Publication details for Dr Heather KnightKnight, H, Zarka, DG, Okamoto, H, Thomashow, ME & Knight, MR (2004). Abscisic acid induces CBF gene transcription and subsequent induction of cold-regulated genes via the CRT promoter element. Plant Physiology 135(3): 1710-1717.
- Publication type: Journal Article
- ISSN/ISBN: 0032-0889, 1532-2548
- DOI: 10.1104/pp.104.043562
- Keywords: CIS-ACTING ELEMENTS; THALIANA L HEYNH; ARABIDOPSIS-THALIANA;LOW-TEMPERATURE; SIGNAL-TRANSDUCTION; FREEZING TOLERANCE; RESPONSIVEELEMENT; SALT STRESS; EXPRESSION; DROUGHT
- Further publication details on publisher web site
- Durham Research Online (DRO) - may include full text
Author(s) from Durham
Many cold-regulated genes of Arabidopsis are inducible by abscisic acid (ABA) as well as by cold.

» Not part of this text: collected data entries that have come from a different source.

PR #1205, opened 2026-03-10
use full path for song errors

### LINKED ISSUE #759: Make TSong.ParseLyricCharParam warnings more useful
When TSong.ParseLyricCharParam logs a warning, it logs it like this:
```
WARN:   "James Blunt - You're Beautiful.txt" in line 166: character expected but found "-1168" [TSong.ParseLyricCharParam]
```

This is an issue if the txt is renamed to something shorter (eg `notes.txt`) because you have a bunch of versions in one folder (eg duet, instrumental, duet-instrumental, acoustic, etc) because then you have no idea what song this is referring to.

Possible solutions:
* make it log the full path (like TSong.LoadSong) does
* make it log based on artist + title tag

Full path has my preference because it's non-ambiguous. There's probably also something to be improved about making all these kind of errors log vaguely in the same format, but that's outside the scope of this item.

TSong.LoadSong example:
```
WARN:   "/home/bbq/.ultrastardx/songs_extra/3 Doors Down - Here Without You/Three Doors Down - Here Without You.txt" in line 19: found note with length zero -> converted to FreeStyle [TSong.LoadSong]
```

dgruss:
Use the full song txt path in TSong.ParseLyricCharParam warnings to allow seeing which file causes the problem.

Fixes #759

### DIFF
--- a/src/base/USong.pas
+++ b/src/base/USong.pas
@@ -584,7 +584,7 @@ begin
   else if (Length(Str) > 1) and (Str[1] <> 'P') then
   begin
     Log.LogWarn(Format('"%s" in line %d: %s',
-        [FileName.ToNative, FileLineNo, 'character expected but found "' + Str + '"']),
+        [Path.Append(FileName).ToNative, FileLineNo, 'character expected but found "' + Str + '"']),
         'TSong.ParseLyricCharParam');
   end;
 


dgruss:
this is a one-line change that should be super easy to merge

barbeque-squared (approved):

PR #1206, opened 2026-03-10
write song errors into a separate log file

### LINKED ISSUE #399: Feature request: errors in songs
In 1.0, if a song has a correct tags (for the most part), it will show up in the list, but it'll give a "This song couldn't be loaded" if there is any syntax error. In the 1.2 alpha, it doesn't show up in the list at all.
If you know what you're looking for, you can extract the data you need from the error.log, but it would be helpful to create another log file for such missing songs, especially. And it could also help if you just copy/pasted the original offending line in that log, too, so one can more easily fix the problems.

dgruss:
This PR changes where errors (and warnings) -- all things that should be fixed in txts -- are written, namely into a new SongError.log file which contains only issues with songs.

Fixes #399.

### DIFF
--- a/src/base/ULog.pas
+++ b/src/base/ULog.pas
@@ -71,8 +71,10 @@ const
 type
   TLog = class
   private
-    LogFile:             TextFile;
-    LogFileOpened:       boolean;
+    ErrorLogFile:        TextFile;
+    ErrorLogFileOpened:  boolean;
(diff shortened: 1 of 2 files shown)


dgruss:
updated to current master

dgruss:
updated to current master

PR #1208, opened 2026-03-12
allow playlist restriction for all party modes

### LINKED ISSUE #201: [Feature Request] Extend support of playlists to all types of Party-Mode
Playing UltraStar Deluxe 1.3 I noticed that playing Party-Mode=Classic allows you to limit the songs to a specific playlist which is an awesome feature.
Unfortunately this feature is not offered if choosing Party-Mode=Challenge or Party-Mode=Tournament.

Please allow to limit the songs to a specific playlist for all Party-Modes.

dgruss:
There is no reason why playlists were restricted to just classic party mode. This PR enables it for all party modes.

Fixes #201

### DIFF
--- a/src/screens/UScreenPartyOptions.pas
+++ b/src/screens/UScreenPartyOptions.pas
@@ -259,32 +259,13 @@ end;
 
 procedure TScreenPartyOptions.SetPlaylists;
 begin
-  if (Mode = 1) or (Mode = 2) or (Mode = 3) then
-  begin
-    SetLength(IPlaylist, 1);
-    IPlaylist[0] := '---';
+  UpdateSelectSlideOptions(SelectLevel, ILevel, Level);
 
-    SetLength(IPlaylist2, 1);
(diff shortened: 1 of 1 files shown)


barbeque-squared:
lol, sounds like normal party mode behaviour to me.

would it be possible to extract some of those Init* additions so that it's not getting duplicated so many times? I could write an ~~essay~~ book about everything that's wrong with/I hate about party mode (eg Great Variable Names like `Playlist2`, tons of duplication) but at a glance it seems like there's now 3x the same code which makes it really hard to spot if one of them is doing something different (read: is a maintenance nightmare). make sure the extracted method is private too.

dgruss:
deduplicated

barbeque-squared (approved):
Thanks! Yeah this is much easier to understand and maintain. Didn't actually run this (I don't know how party mode works / what I'm looking at) but the code looks fine. Approved!

PR #1129, opened 2025-12-23
Beta Version [Meta Pull Request]

dgruss:
**This pull request is not meant for merging!!**

**Note that this PR includes the duet highscore that adds a column to the highscore database and the nullbyte database fix that changes the database irrevocably.**

### Builds
- **Windows ZIP**: https://github.com/UltraStar-Deluxe/USDX/actions/runs/26186407870/artifacts/7120097869
- **Windows Installer**: https://github.com/UltraStar-Deluxe/USDX/actions/runs/26186407870/artifacts/7120095724
- **Linux**: https://github.com/UltraStar-Deluxe/USDX/actions/runs/26186407870/artifacts/7120085813
- **macOS (Arm)**: https://github.com/UltraStar-Deluxe/USDX/actions/runs/26186407870/artifacts/7120174000
- **macOS (Intel)**: https://github.com/UltraStar-Deluxe/USDX/actions/runs/26186407870/artifacts/7120323311

I merged the PRs mainly in **chronological order**, which worked alright.

Instead it combines numerous open pull requests (compared to master) for beta testing purposes:
- ✅ [150 LoC] #1305
- ✅ [200 LoC] #1281
- ✅ [50 LoC] #1273
- ✅ [40 LoC] #1267
- ✅ [250 LoC] #1266
- ✅ [550 LoC] #1252
- ✅ [150 LoC] #1249
- ✅ [50 LoC] #1245
- ✅ [? LoC] #1213 
- ✅ [? LoC] #1212
- ✅ [2000 LoC] #1210
- ✅ [100 LoC] #1209
- ✅ [80 LoC] #1206
- ✅ [~20 LoC] #1197
- ✅ [-7k LoC] #1195
- ✅ [~900 LoC] #1193
- ✅ [~100 LoC] #1192
- ✅ [~40 LoC] #1190
- ✅ [~100 LoC] #1189
- ✅ [+6.5k -9.5k] #1186 --> equivalent to 1284,1285,1286,1287,1288,1289,1290,1291,1292,1293,1294,1295
- ✅ [~100 LoC] #1151
- ✅ [~900 LoC] #1146
- ✅ [~400 LoC] #1139
- ✅ [~400 LoC] #1109
- ✅ [6 LoC] #1089
- ✅ [~100 LoC] #1073
- ✅ [~100 LoC] #1052
- ✅ [~200 LoC] #1010
- ✅ [~2800 LoC] #1009
- ✅ [~100 LoC] #1004

[...]

PR #1211, opened 2026-03-17
fix editor save error dialog: fix scaling, allow saving anyways, go to error, and fix interaction with Alt+V on macOS

dgruss:
The editor error dialog introduced in #1106 has multiple minor issues:
1. it did not scale with the number of errors
2. there was no way to save anyways
3. no option to directly jump to the error
4. in interaction with #1131, it was possible to get stuck in the error dialog

This PR addresses these 4 issues, on top of #1129 for convenience because that one also includes #1131. Can be rebased to master as soon as #1131 is merged.

Most changes are local to editor and popup code. One change is the `[interface]dialog_background.png` in Modern and Deluxe themes however as it had a fixed separator in the texture, which had to go, because it does not scale properly.


dgruss:
rebased to master

barbeque-squared:
Could the code for this PR be split into three commits?
1. A no-op commit that just moves the current save code to the new SaveSongToFile function
2. The Alt+V fix (are these the `IFDEF UseMIDIPort` that have been added/moved around in various places? I'm actually not sure)
3. the rest can go in one commit

1 would be trivial to review, 2 should probably be fairly to deduce being an obvious impromevent too, 3 probably isn't very difficult code on its own and will probably be mostly additions. I can do this splitting myself if I know what code is responsible for the Alt+V thing.

dgruss:
the ifdefs were in there until recently a lot, i have to check whether this is just because master moved on since march, i'll check wrt. the split

barbeque-squared (approved):
looks good. it does appear to left-align other popups now too (like the "Player is not assigned a microphone" one) but I don't think how popups are aligned comes from theme files anyway. and lets be real: the message in a popup is way more interesting than how it is text-aligned anyway

PR #1212, opened 2026-03-22
Remove duplicated theme assets and fallback to base theme instead

dgruss:
This PR adds proper base-theme skin fallback and removes duplicated theme assets that are now redundant.

The main behavior change is in theme asset resolution. If the active theme skin does not provide a texture key, the loader now falls back to the corresponding skin in the base theme, and finally to the base theme's default skin. With that fallback in place, the commit removes a large set of duplicated assets from the Deluxe theme and a smaller set of unused assets from Modern. In total, the commit deletes 200+ files, mostly byte-identical copies that can now be inherited from the parent theme instead of being stored twice. It also eliminates some warnings about theme sections.

**This PR removes hundreds of duplicated files.**


dgruss:
this one extends @complexlogic's inheritance idea to theme assets

PR #1213, opened 2026-03-22
Engine/theme cleanup: Improve texture mipmap handling and theme scaling consistency

### LINKED ISSUE #272: [Bugs] Theming

dgruss:
This PR contains the engine and theme-side cleanup needed for scaled/high-resolution resources to render consistently.

The AI-upscaled texture replacement is intentionally no longer part of this PR; that belongs in a separate asset-only PR #1334.

What changed:

~~- centralize OpenGL texture sampling setup in `UTexture.pas`~~ -- now in `URenderer_OpenGL.pas`.
- use mipmap minification when `glGenerateMipmap` or `glGenerateMipmapEXT` is available
- fall back to `GL_LINEAR` instead of requesting mipmap sampling when mipmaps cannot be generated
- apply the same sampling setup to loaded textures and generated textures
- keep dynamic webcam frame textures on linear sampling to avoid per-frame mipmap generation
- support explicit select-slide arrow dimensions in themes ---> Fixes #272.
- ~~preserve avatar viewport geometry when swapping avatar textures, so source image dimensions do not silently change layout~~ apparently already fixed with the new renderer it seems


barbeque-squared:
What is the `ArrowW` / `ArrowH` stuff for? Other than that this is looking pretty good.

dgruss:
https://github.com/UltraStar-Deluxe/USDX/issues/272 against this bug. the PR started from a direction of scaling up all resources, which is where i ran into mipmap handling and this arrow bug and fixed them. the scaling up of resources is gone from the PR now, the other improvements/bugfixes are still here.

barbeque-squared:
/me upsizes the left arrow png times 5

Ah I see what you mean now, LOL. Yeah makes sense to set the correct sizes in the theme then (this is probably happening with a few other textures too then, it would explain so much why I had to really hack some of my custom theme stuff, but that's an issue for another day)

The branch is currently merge-conflicting so I tried rebasing it myself but then the moment I click "Sing" in the main menu I get this stacktrace:

```
Exception class: EObjectCheck
Message: Object reference is Nil
  $000000000052BD60  REFRESHPROFILE,  line 671 of screens/UScreenName.pas
  $000000000052BBD0  REFRESHPLAYERS,  line 656 of screens/UScreenName.pas
  $000000000052DE35  ONSHOW,  line 915 of screens/UScreenName.pas
  $000000000045DEEF  DRAW,  line 399 of menu/UDisplay.pas
  $0000000000489CFE  MAINLOOP,  line 325 of base/UMain.pas
  $0000000000489A52  MAIN,  line 250 of base/UMain.pas
  $00000000004074A7  main,  line 380 of ultrastardx.dpr
```
Either I'm doing it wrong or there's a more subtle conflict with something else (and git can't figure it out, probably something being freed somewhere?). The actual git merge conflict is really trivial (it's just a reword from GL_RED to GlyphTextureFormat) but I have no idea what else is going on, do you have any idea?

also:
> preserve avatar viewport geometry when swapping avatar textures, so source image dimensions do not silently change layout

I assume whatever this fixes can be easily spotted by messing with one of the png files in `game/themes/Modern` ? Which one do I need to change to easily spot it?

dgruss:
rebased now. the conflict was indeed just `GlyphTextureFormat` vs `GL_RED`.

the crash was probably due to some changes around the renderer that happened in the meantime. while testing the fix with a deliberately ridiculous 640x80 avatar, I noticed that the avatar change also has become unnecessary with the new renderer: `master` already reapplies the themed dimensions before drawing, and the wide avatar behaves exactly the same there.

so I removed the entire avatar commit instead. should be mergeable now

barbeque-squared (approved):
Looks good. Can confirm this fixes the arrows, and it also applies mipmapping which is a huge improvement.

And yeah I was messing around (on master) with a non-square avatar and couldn't find anything weird.

Will merge, reopen #272 afterwards, and (finally) close my own #1330 as no longer being necessary.

PR #1215, opened 2026-03-22
allow disabling buttons in theme

### LINKED ISSUE #1155: cannot disable menu buttons in extended theme
How to reproduce:
* Copy `themes/Modern` to `themes/Yolo`
* Create a `themes/Yolo.ini` as below
* Use it in USDX

Yolo.ini:
```
[Theme]
Name = Yolo
BaseTheme = Modern
Creator = barbeque
US_Version = USD 110
DefaultSkin = Blue

[MainButtonMulti]
Enabled = 0

[MainButtonMultiText1]
Enabled = 0

[MainButtonJukebox]
Enabled = 0

[MainButtonJukeboxText1]
Enabled = 0
```

Expected result:
* Party and Jukebox menu buttons are not visible
* If `Sing` is selected and you press `Right`, it immediately goes to Options

Actual result:
* Party and Jukebox menu buttons are not visible
* If `Sing` is selected and you press `Right`, it selects Party, but only the text is visible

Details:
* I assume this has something to do with #1135 so I'll tag @complexlogic 
* Before that PR I had simply deleted those theme sections completely from my .ini and it did the Expected behaviour

I actually noticed this a while ago already, just forgot to create an issue for it, though I doubt many people are modifying menus like this anyway, so there's no real rush.

dgruss:
As discussed in #1155, this PR allows disabling buttons in the theme ini file.

Disabled Jukebox button looks like this:
grafik

### DIFF
--- a/src/base/UThemes.pas
+++ b/src/base/UThemes.pas
@@ -2564,9 +2564,19 @@ var
   C:    integer;
   TLen: integer;
   T:    integer;
+  TextCount: integer;
+  Enabled: boolean;
   Collections2: PAThemeButtonCollection;
   SectionList: TThemeSectionList;
 begin
+  if SectionExists(Name, Enabled) and (not Enabled) then
+  begin
+    SetLength(ThemeButton.Text, 0);
+    ThemeButton.Visible := False;
+    ThemeButton.Parent := 0;
+    Exit;
+  end;
+
   SectionList := GetSectionList(Name);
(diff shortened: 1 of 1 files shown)


dgruss:
trivial change that would close an issue @barbeque-squared opened ;)

barbeque-squared (approved):
can confirm this also fixes the arrow keys again (they're not just invisible, arrow keys skip right over them)

Issue #111, opened 2016-08-03
Remove project files from src folder (dof/lpir)


RattleSN4K3:
With the big merge (c4fc4aaf35a1c6469f747f50afcbac10be9e3342), the project files for some IDEs got copied into the src folder. Instead of having duplicated files in the repo, the readmes should be updated, the old files should be updated and the existing dups removed.

I know Lazarus is priority number one but having a clean repo is also important. :wink:

basisbit:
the .lp* files will stay in the src folder because using lazarus or makescript is our supported way of building/compiling the game. Delphi Project files can be removed from the src folder if they are in your way. If you want, feel free to delete the debian, lazarus and xcode stuff in the dists folder.

RattleSN4K3:
> If you want, feel free to delete the debian, lazarus and xcode stuff in the dists folder.

But that's the source files to use for different IDEs. USDX is/was a multi-IDE project and that's why the specific project files weren't existing in the src folder.

dgruss:
- #1233 removes old delphi project files
- #1232 removes old bamboo scripts
- #1234 removes the lazarus project files

i very much agree with the idea of a this being a multi-IDE project and not providing any config files for any ide. especially now that the CI is entirely makefile based, we should not be pollute the repo with IDE configs.

dgruss:
@basisbit what is the verdict here? should they be kept and the issue closed? That would be in line with #1234.

Or should the files be removed?

PR #1217, opened 2026-03-23
Add .vscode configs in .vscode-dist.

bohning:
This will get new developers up to speed. Needs to be tested in Linux/Windows build environments. The directory needs to copied and renamed to .vscode (to avoid accidental commits for changes to the configuration files, e.g the path to fpc src).


dgruss:
thinking about this a bit more i am not in favor of this PR. the reasoning in #111 by @RattleSN4K3 makes sense to me.
we should not impose any IDE choice on developers and users and these files should rather be removed and not new ones added.

barbeque-squared:
I'd lean towards not having this in the git as well. If you want to put it on the wiki somewhere and link to that from some .md, you have my support for that.

My main argument for not wanting it in git is that now it's vscode, then comes Jetbrains, then comes the vim config, and before you know it there's half a dozen in there. Oh and people (especially the ones relying a lot on their IDE) will absolutely not update that fpc path.

bohning:
I understand the reservations. The idea was to have a "standard" way of getting a dev environment (build system, IDE, debugging) for new developers to get them up and running in as little time as possible. So obviously we shouldn't be trying to support any build system, any IDE, any debugger tool out there. My personal experience with compiling and debugging USDX (on macOS) was pretty bad, for many years I was able to code (use "IntelliSense" or whatever it's called for Lazarus) in Lazarus, but compilation failed for some reason, so I could only compile in the terminal and not even debug at all. It made a huge difference switching from Lazarus to VSCode with the proper Pascal language tools and debugger packages for VSCode. So I still think supporting a "standard way" of setting up the project in an IDE would be helpful. If this is the final verdict, then this can be closed.

PR #1220, opened 2026-03-27
prepare projectM cwrapper for 64-bit

dgruss:
https://github.com/UltraStar-Deluxe/mxe/pull/2 requires some updates to the projectM cwrapper to be able to build 64-bit compatible dlls for windows:

The issue was that the wrapper did not define its own ABI explicitly: it relied on an external `DLLEXPORT` macro for symbol export, and its function definitions relied on the compiler’s default calling convention instead of stating `cdecl` explicitly. On Windows, where calling convention is part of the ABI, that can lead to compatibility problems for Pascal callers.

The change was to define the wrapper ABI locally via `PROJECTM_CWRAPPER_API` and `PROJECTM_CWRAPPER_CALL`, and apply those macros to all exported declarations and definitions so symbol export and calling convention are explicit and work on every platform.


dgruss:
As requested by @s09bQ5

s09bQ5 (approved):

PR #1234, opened 2026-04-20
Cleanup: Remove Lazarus project files and references

dgruss:
This PR removes the Lazarus project files and updates the docs to point to the supported build flow.

Why:
- Lazarus is no longer considered part of the maintained Windows build path. The checked-in project files are stale and no longer reflect the actual build configuration. In particular, the Windows project file referenced an old FFmpeg path and an i386 target that do not match the current build setup.

What changed:

- Removed Lazarus distribution files
- Removed the checked-in Lazarus project files
- Updated COMPILING.md to remove the Lazarus build section
- Updated DEVELOPMENT.md to describe the supported build flow as autogen, configure, and make

Why this is safe:
- CI and supported local builds already use the make-based flow (on Linux anyways)
- The removed files are IDE project metadata, not runtime code
- The docs now match the actual supported workflow more closely


basisbit:
Just because you don't use it doesn't mean no one else is using it. Fix the paths instead if they are a problem for you.

dgruss:
i don't care about wrong paths or whether this is here or not. this was just cleanup after we switched the CI away from lazarus. if it is not wanted it is not wanted 🤷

This has been thought to occur via two separate signaling pathways, with ABA acting via ABA-responsive promoter elements and low temperature activating the C-repeat element (CRT; dehydration-responsive) promoter element via CBF (DREB1) transcription factors. We show here that ABA is also capable of activating the CRT promoter element. Although the more recently discovered ABA-inducible CBF4 transcription factor might have accounted for this, we show here that CBF1-3 transcript levels also increase in response to elevated ABA levels. This increase in CBF1-3 transcript levels appears to be at least in part due to increased activity of the CBF promoters in response to ABA. A total of 125 bp of the CBF2 promoter, which has previously been shown to be sufficient for cold-, mechanical-, and cycloheximide-induced expression, was also sufficient for ABA-induced expression. However, the ABA-responsive promoter element-like motif within this region is not needed for ABA-induced expression. An observed increase in CBF protein levels after ABA treatment, together with previous data showing that increased CBF levels are sufficient for cold-regulated gene induction, suggests that ABA-induced increases in CBF1-3 transcript levels do have the potential to activate the CRT. Our data indicate therefore that activation of the CRT may also occur via a novel ABA-inducible signaling pathway using the normally cold-inducible CBFs.